Limitations & Future Work¶
- Experiments were primarily validated on the SDXL UNet architecture and have not yet been extended to modern Transformer-based diffusion models such as DiT (e.g., FLUX).
- The aggregation strategy for adaptive control (mean across batch and heads) is relatively simple; more optimal head-level or layer-level adaptive strategies may exist.
- Currently, only self-attention is considered; the \(\mathbf{QK}^\top\) in cross-attention similarly possesses a symmetric-antisymmetric structure worth further exploration.
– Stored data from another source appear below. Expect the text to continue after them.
PR #231, opened 2024-03-18
Refactor/use internal resource

asulis:
### Description:

### Checklist:

- [x] I have performed a self review of my code
- [x] My code follows [Google Java Code style](https://google.github.io/styleguide/javaguide.html)
- [x] I have added unit tests and the code coverage has not decreased
- [x] I have updated the documentation in all relevant places


src/main/java/eu/bbmri_eric/negotiator/database/model/Negotiation.java
```diff
@@ -86,7 +84,7 @@ public class Negotiation extends AuditEntity {
   @Exclude
   private Set<PersonNegotiationRole> persons = new HashSet<>();
 
-  @OneToMany(mappedBy = "negotiation", cascade = CascadeType.MERGE, fetch = FetchType.LAZY)
+  @OneToMany(mappedBy = "negotiation", cascade = CascadeType.MERGE, fetch = FetchType.EAGER)
```
RadovanTomik, line 87: not sure if eager is needed here.

src/main/java/eu/bbmri_eric/negotiator/database/model/Negotiation.java
```diff
@@ -140,15 +127,39 @@ public void setCurrentState(NegotiationState negotiationState) {
...
-      this.negotiationResourceLifecycleRecords.add(record);
+    NegotiationResourceLifecycleRecord record =
+        NegotiationResourceLifecycleRecord.builder()
+            .changedTo(state)
+            .resource(lookupResource(getResources(), resourceId))
+            .build();
+    this.negotiationResourceLifecycleRecords.add(record);
+  }
+
+  public Map<String, NegotiationResourceState> getCurrentStatePerResource() {
```
RadovanTomik, line 138: please refactor this method as it is quite long. Divide it into multiple private methods

src/main/java/eu/bbmri_eric/negotiator/database/model/Request.java
```diff
@@ -52,7 +52,7 @@ public class Request {
   @Column(name = "id")
   private String id;
 
-  @ManyToMany
+  @ManyToMany(fetch = FetchType.EAGER)
```
RadovanTomik, line 55: this will produce a large overhead. Can this be lazy?

RadovanTomik (changes requested):
Please see comments and add a db migration script.

src/main/java/eu/bbmri_eric/negotiator/database/model/Request.java
asulis: This is linked to the similar comment above and this change is due to the fact then, when the getCurrentState per resource is called by the resource lifecycle service, the negotiation object is not "complete", because it does not contain the child reference to the request (and then to the resource). So the getResources() method will throw a LAZY exception. That was one of the reasons why I had thought about implementing and calling the repository for the NegotiationResourceLifecycleRecord directly from the recource lifecucle service, moving out from the Negotiation class this logic, since now the state is not get anymore from a Negotiation's internal key-value table. Fore sure we can inspect (if you have suggestion) a way to avoid both the EAGERS and the repository implementation

src/main/java/eu/bbmri_eric/negotiator/database/model/Negotiation.java
asulis: Fixed in fae91486edd5eb4136965a0060278f579255ae20

asulis: Migration script added in 97adafaf3cc969b82f50fa25f60fdbc2431e8e0

src/main/java/eu/bbmri_eric/negotiator/database/model/Negotiation.java
```diff
@@ -168,6 +185,7 @@ public int hashCode() {
     return Objects.hash(getId());
   }
 
+  @Transactional
```
RadovanTomik, line 188: This annotations should not be present in an entity

src/main/java/eu/bbmri_eric/negotiator/database/model/Negotiation.java
RadovanTomik: should be removed

src/main/java/eu/bbmri_eric/negotiator/database/model/Request.java
RadovanTomik: please remove it a use something like a named entity graph, or a custom method in the repository. We cannot have Eager annotations on every property.

src/main/java/eu/bbmri_eric/negotiator/database/model/Negotiation.java
```diff
@@ -140,15 +127,45 @@ public void setCurrentState(NegotiationState negotiationState) {
   }
 
   public void setStateForResource(String resourceId, NegotiationResourceState state) {
```
RadovanTomik, line 129: please add javadoc for public methods

RadovanTomik (changes requested):

RadovanTomik (changes requested):
please see comments

src/main/java/eu/bbmri_eric/negotiator/database/model/Request.java
asulis: Fixed in 18f3761c23e6d941a2cd8c7053b98734ce3cd6a8

src/main/java/eu/bbmri_eric/negotiator/database/model/Negotiation.java
asulis: Fixed in 18f3761c23e6d941a2cd8c7053b98734ce3cd6a8

src/main/java/eu/bbmri_eric/negotiator/database/model/Negotiation.java
asulis: Fixed in ffd04f6a2618411ceddbaaf038bd371a7633ad6f

src/main/java/eu/bbmri_eric/negotiator/database/model/Negotiation.java
asulis: Fixed in ffd04f6a2618411ceddbaaf038bd371a7633ad6f

src/main/resources/db/migration/postgresql/V6.0__drop_resource_state_per_negotiation_table.sql
```diff
@@ -0,0 +1 @@
+drop table if exists public.resource_state_per_negotiation;
```
RadovanTomik, line 1: please add the new constraint you have created for Negotiation.sourceID

RadovanTomik (changes requested):
please see comments

src/main/resources/db/migration/postgresql/V6.0__drop_resource_state_per_negotiation_table.sql
asulis: Fixed in 41ce33a45006cdba6c6bd86db29045475b6c2e00

RadovanTomik (approved):

RadovanTomik (changes requested):
please rebase onto master and adjust to new changes

RadovanTomik (approved):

- This theoretical framework can naturally be extended to the attention analysis of LLMs to detect and regulate "metastable" behaviors in text generation.
Related Work & Insights¶
- Ramsauer et al. (2021) formalized self-attention as the retrieval step of modern Hopfield networks; this work introduces a feature-level (rather than token-level) associative memory perspective based on that.
- Singh et al. (1995) found that increasing asymmetry in asymmetric Hopfield networks leads to an exponential decrease in attractors, directly inspiring the circulation perturbation mechanism of this study.
- Hwang et al. (2019) studied the impact of connection matrix symmetry on attractor structures, providing a theoretical basis for the design of \(\eta_\mathbf{M}\) in adaptive control.